Can Dharani Sugars Share Price Recover?
Despite the current headwinds, genuine recovery catalysts exist for long-term investors. First, if the Sugar sector sees a positive re-rating as macro conditions improve, Dharani Sugars as an established player is likely to benefit. Second, any quarterly earnings result that beats the now reduced expectations could trigger a sharp short-covering rally. Third, a reversal in FII sentiment toward Indian equities would lift Dharani Sugars alongside the broader market.

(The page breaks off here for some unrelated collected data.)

PR #15003, opened 2024-10-22
fix(connect-popup): analytics for core in popup

### LINKED ISSUE #14983: Connect analytics calls in popup mode
Currently the AppReady event is only being sent from `connect-iframe`, not `connect-popup`. 
This means that data in popup coreMode is not reported correctly.

martykan:
## Description

Add AppReady event handling to core in popup flow.

## Related Issue

Resolve #14983

### DIFF
--- a/packages/connect-popup/src/index.tsx
+++ b/packages/connect-popup/src/index.tsx
@@ -320,6 +320,22 @@ const handleMessageInCoreMode = (
                 info: method.info,
             });
             reactEventBus.dispatch({ type: 'state-update', payload: getState() });
+
+            const { settings } = getState();
+            const transport = core.getTransportInfo();
+            analytics.report({
+                type: EventType.AppReady,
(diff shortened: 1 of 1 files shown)


packages/connect-popup/src/index.tsx
```diff
@@ -320,6 +320,22 @@ const handleMessageInCoreMode = (
                 info: method.info,
             });
             reactEventBus.dispatch({ type: 'state-update', payload: getState() });
+
+            const { settings } = getState();
+            const transport = core.getTransportInfo();
+            analytics.report({
+                type: EventType.AppReady,
```
mroz22, line 327: IFRAME.CALL sounds weird but it makes sense, there is, right now, one iframe.call per popup open, so probably good enough 🤷‍♂️

mroz22 (approved):

PR #15004, opened 2024-10-22
chore(suite-native): isArrayMember TS improvement

Lemonexe:
## Description
A new typescript util [isArrayMember](https://github.com/trezor/trezor-suite/blob/e10d590dabb68d4654ef4b91b5bf39ea80e575cc/packages/type-utils/src/utils.ts#L62-L74) was added in #14830, and it solves [a common issue](https://github.com/trezor/trezor-suite/pull/15004#discussion_r1810377227) with `Array.includes`

:arrow_right: implement the util in `suite-native` to remove some `as` occurences (no change in behavior)

### DIFF
--- a/suite-native/discovery/src/discoveryThunks.ts
+++ b/suite-native/discovery/src/discoveryThunks.ts
@@ -37,6 +37,7 @@ import {
 import { DiscoveryStatus } from '@suite-common/wallet-constants';
 import { requestDeviceAccess } from '@suite-native/device-mutex';
 import { analytics, EventType } from '@suite-native/analytics';
+import { isArrayMember } from '@trezor/utils';
 
 import {
     selectDiscoveryInfo,
@@ -561,7 +562,8 @@ export const createDescriptorPreloadedDiscoveryThunk = createThunk(
                 ({ accountType }) =>
                     // Some cardano derivation may not be supported by the device. We need to exclude them from total count.
                     network.networkType !== 'cardano' ||
-                    (availableCardanoDerivations as string[]).includes(accountType),
+                    (availableCardanoDerivations !== undefined &&
+                        isArrayMember(accountType, availableCardanoDerivations)),
             );
 
             return count + availableAccountTypes.length;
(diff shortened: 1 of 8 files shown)


suite-native/discovery/src/discoveryThunks.ts
```diff
@@ -561,7 +562,8 @@ export const createDescriptorPreloadedDiscoveryThunk = createThunk(
                 ({ accountType }) =>
                     // Some cardano derivation may not be supported by the device. We need to exclude them from total count.
                     network.networkType !== 'cardano' ||
-                    (availableCardanoDerivations as string[]).includes(accountType),
+                    (availableCardanoDerivations !== undefined &&
+                        isArrayMember(accountType, availableCardanoDerivations)),
```
Lemonexe, line 566: This was actually a potential runtime error caused by the `as`, because `availableCardanoDerivations.includes` would throw if `undefined`.
At least as far as TS is concerned, it can be undefined. Unclear if that can really happen :man_shrugging:

suite-native/tokens/src/utils.ts
```diff
@@ -11,7 +12,5 @@ export const getTokenName = (tokenName?: string) => {
 export const NETWORK_SYMBOLS_WITH_TOKENS = ['eth', 'pol', 'bnb'] satisfies Array<NetworkSymbol>;
 export type NetworkSymbolWithTokens = (typeof NETWORK_SYMBOLS_WITH_TOKENS)[number];
 
-export const isCoinWithTokens = (symbol: NetworkSymbol): symbol is NetworkSymbolWithTokens => {
-    // We typecast because TS does complain that other coins like btc are not included in NETWORKS_WITH_TOKENS which is whole point of this function to check it
```
Lemonexe, line 15: indeed, that was my motivation to create `isArrayMember` :sunglasses:

suite-native/discovery/src/discoveryThunks.ts
```diff
@@ -37,6 +37,7 @@ import {
 import { DiscoveryStatus } from '@suite-common/wallet-constants';
 import { requestDeviceAccess } from '@suite-native/device-mutex';
 import { analytics, EventType } from '@suite-native/analytics';
+import { isArrayMember } from '@trezor/type-utils';
```
Nodonisko: `type-utils` package is suposed to contain types only without runtime code. Use `@trezor/utils` instead

Lemonexe: Done in #15019

Nodonisko (approved):
lgtm

PR #15011, opened 2024-10-22
feat(suite): enable pin entry cancellation during fw update

komret:
## Description

Enable PIN entry cancellation in Suite during FW update.

To reproduce, lock your device by holding screen/button before starting the update flow.

Note that the PIN entry is cancellable only before the installation begins, not the second time PIN is requested after installation is completed. This is because the device is not acquired at that point, thus cannot be interacted with.

Resolves https://github.com/trezor/trezor-suite/pull/14833#issuecomment-2428686169

## Screenshots:
https://github.com/user-attachments/assets/4fb52538-f8df-4bd4-80ee-b7f90684c128

### DIFF
--- a/packages/connect/src/device/DeviceCommands.ts
+++ b/packages/connect/src/device/DeviceCommands.ts
@@ -373,10 +373,10 @@ export class DeviceCommands {
     }
 
     async _commonCall(type: MessageKey, msg?: DefaultPayloadMessage['message']) {
-        const resp = await this.call(type, msg);
         if (this.disposed) {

The contrarian view is that at Rs 62, with the stock down 43 percent from its peak, some of the bad news is already priced in. Valuation has compressed to a more reasonable level. For the latest research on Dharani Sugars, subscribe to Univest Pro for premium stock analysis.
Conclusion
The Dharani Sugars share price falling by 43 percent from Rs 108 to Rs 62 reflects a combination of broad market headwinds, sector-specific pressures, FII selling, earnings deceleration and valuation de-rating. Investors should monitor upcoming quarterly results, changes in FII ownership, and management commentary on the growth recovery trajectory. For real-time tracking and research, use the Univest Screener.
This article is for informational and educational purposes only and is not investment advice. Univest is SEBI registered (INH000013776). Please consult a SEBI registered financial advisor before making any investment decision.
Frequently Asked Questions
Why is Dharani Sugars share price falling in 2026?
Dharani Sugars share price falling in 2026 is due to raw material price surge squeezing ebitda margins, combined with broader market pressure from the US tariff shock of April 2026 and FII selling. The stock has declined 43 percent from its 52 week high of Rs 108 to the current Rs 62.
What is the 52 week high and low of Dharani Sugars?
The 52 week high of Dharani Sugars is Rs 108 and the 52 week low is Rs 55. The current price of Rs 62 represents a decline of 43 percent from the 52 week high.
Should I buy Dharani Sugars shares at Rs 62?
Whether to buy Dharani Sugars at Rs 62 depends on your investment horizon and risk appetite. The stock has fallen 43 percent from its peak, which improves the risk-reward for patient investors with a 2 to 3 year view. However, near-term volatility may persist. Always consult a SEBI registered financial advisor before investing.
What is the latest news affecting Dharani Sugars stock?
Recent developments affecting Dharani Sugars include the US 26 percent reciprocal tariff announcement triggering FII selling, Q3 FY26 earnings results showing deceleration, and sector-level analyst estimate revisions in the Sugar space. Track the latest news on the Univest Screener.
What are the recovery triggers for Dharani Sugars?
Key recovery triggers for Dharani Sugars include a quarterly earnings beat versus reduced expectations, reversal of FII selling as global macro conditions improve, sector re-rating driven by positive policy developments, and the broader Indian market recovering from the US tariff-related correction.
What are the key downside risks to Dharani Sugars’s stock?
Key risks to any Dharani Sugars recovery thesis include continued earnings estimate downgrades, further FII selling if global risk appetite stays negative, unexpected regulatory changes in the Sugar sector, and a deeper than expected correction in the broader Indian equity market.